(Exercise instructions): Return the lines of the data below exactly. Start at the first and end with the line containing "Do you want to review this @icarito?".

(Given data):
PR #317, opened 2016-05-17
Fix regression for GTK2 activities caused by 2f2b2d2

icarito:
The issue was caused by importing from activityfactory which caused GObject to be imported. This conflicts with GTK2. (Reported and original patch by James Cameron)
We should create the sugar profile's activity root if it doesn't exist yet, when running outside Sugar. But activity factory can't be used, because of this incompatibility.


icarito:
Added minor fix, got activity_id wrong the first time.

samdroid-apps:
Reviwed, not tested.  Please merge.

PR #321, opened 2016-06-05
Generate .desktop files for activities during install

samdroid-apps:
Do you want to review this @icarito?

This will allow .desktops for all of the activities to be
packaged.  In the future, we could ship a special launcher script
so that the user can choose the jobject to run, but for now
we just open the activity using the command specified in the
activity.info file.

To test, just `./osbuild shell`, `build` and then `python setup.py install` an activity.  You will need to copy the desktop file, something like:

    cp ~/sugar-build/build/out/sandbox/install/share/applications/org.laptop.WebActivity.activity.desktop  /usr/local/share/applications/

Alternatively, don't use osbuild and don't do the extra copy!

------

*Using the issue tracker as a mailing list*

I'm really excited about making all the `.desktop` entries, because it will let us use AppStream!  I was so excited that I wrote a patch to send to AppStream [1] after we merge something like this.  AppStream is the cool metadata collecter that powers gnome-software (and all the other modern app stores).  It would be really slick to intergrate an AppStream based interface in Sugar, and having activity.info metadata natively intergrated in that would be really cool.  Kind of like ASLO2v2, but using GNOME techologies rather than reinventing the wheel and using html.

Here is what the appstream patch does to rpm files.  It gets the metadata from activity.info, but it will only make sense if we also make the .desktop files too (because otherwise GNOME software users will be confused, and probably hate our patch):

screenshot from 2016-06-05 21-03-54

[1]  https://github.com/hughsie/appstream-glib/compare/master...samdroid-apps:sam-master?expand=1

### DIFF
--- a/src/sugar3/activity/bundlebuilder.py
+++ b/src/sugar3/activity/bundlebuilder.py
@@ -31,7 +31,9 @@ import subprocess
 import re
 import gettext
 import logging
+from glob import glob
 from fnmatch import fnmatch
+from ConfigParser import ConfigParser
 
 from sugar3 import env
 from sugar3.bundle.activitybundle import ActivityBundle
@@ -255,7 +257,7 @@ class Installer(Packager):
         Packager.__init__(self, builder.config)
         self.builder = builder
 
-    def install(self, prefix, install_mime=True):
+    def install(self, prefix, install_mime=True, install_desktop_file=True):
         self.builder.build()
 
         activity_path = os.path.join(prefix, 'share', 'sugar', 'activities',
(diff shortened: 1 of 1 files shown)


icarito:
Great! The code looks fine! I am not using sugar-build but instead have installed locally using `make install`. 

I would've expected to find them under `/usr/local/share/applications/` dir. I guess that's an issue with bundlebuilder not using `/usr/local` as default prefix?

I first tried it with GTK2 activities, I guess it needs to be ported for those too!

Happy to see this development! +1 for merging from me.

icarito:
Just a small comment from @kaametza - please add `Categories=Education;` to the Desktop files.

samdroid-apps:
>  I would've expected to find them under /usr/local/share/applications/ dir. I guess that's an issue with bundlebuilder not using /usr/local as default prefix?

The bundlebuilder defaults to the `/usr` prefix by default.  That is a bit funny, but you can use the `--prefix` option to change that.  My patch is consistent with the prefix set, so it shouldn't introduce a new issue.

For GTK2 activities, they could update the bundlebuilder (in setup.py) to the sugar3 copy.  I think you can update the bundlebuilder version separate from the Gtk+ version.

I'll add the Education category asap.

davelab6:
THIS IS AWESOME!!! :D I agree about the ASLOv2 comment, this is great :)

samdroid-apps:
@icarto, I force pushed with the changes to add the Education category.  Please review (if needed) and merge!

davelab6:
FYI https://eischmann.wordpress.com/2016/06/06/flatpak-is-gaining-momentum/

icarito:
Cool! But I still don't see the Education category, did you commit before force pushing?

samdroid-apps:
@icarito, good catch!  I updated it again.

PR #323, opened 2016-06-13
Popup window size_set() bugfix

iamutkarshtiwari:
The value assinging technique (size tuple) is now fixed.


samdroid-apps:
Hi, you just pass a tuple like:

    w.set_size((100, 200))

This allows you to do things like:

    w.set_size(PopWindow.FULLSCREEN)

It also allows the GObject property:

    w.props.size = PopWindow.HALF_WIDTH

Is the tuple usage causing you a bug?

PR #326, opened 2016-07-03
Unify palette popdowns

samdroid-apps:
Previously there was the concept of having 2 popdowns for a palette.
The first popdown showed the of tooltip the palette, and the 2nd
showed the content of the palette.  However, this was confusing
to new users, and made users wait for little reason.

This commit removes the 2nd popdown.  An example of this is when you
mouse over an icon to invoke the palette.  Previously, it showed
the tooltip, then made you wait, then showed the content of the
palette.  With this patch, the whole palette is shown at the
first popdown, making a snappy UX.

See https://www.sam.today/blog/sugar-with-instant-palettes/ for more background

Mailing list reference:  http://lists.sugarlabs.org/archive/sugar-devel/2016-May/052808.html

### DIFF
--- a/src/sugar3/graphics/palette.py
+++ b/src/sugar3/graphics/palette.py
@@ -123,7 +123,6 @@ class Palette(PaletteWindow):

(Response):
PR #317, opened 2016-05-17
Fix regression for GTK2 activities caused by 2f2b2d2

icarito:
The issue was caused by importing from activityfactory which caused GObject to be imported. This conflicts with GTK2. (Reported and original patch by James Cameron)
We should create the sugar profile's activity root if it doesn't exist yet, when running outside Sugar. But activity factory can't be used, because of this incompatibility.


icarito:
Added minor fix, got activity_id wrong the first time.

samdroid-apps:
Reviwed, not tested.  Please merge.

PR #321, opened 2016-06-05
Generate .desktop files for activities during install

samdroid-apps:
Do you want to review this @icarito?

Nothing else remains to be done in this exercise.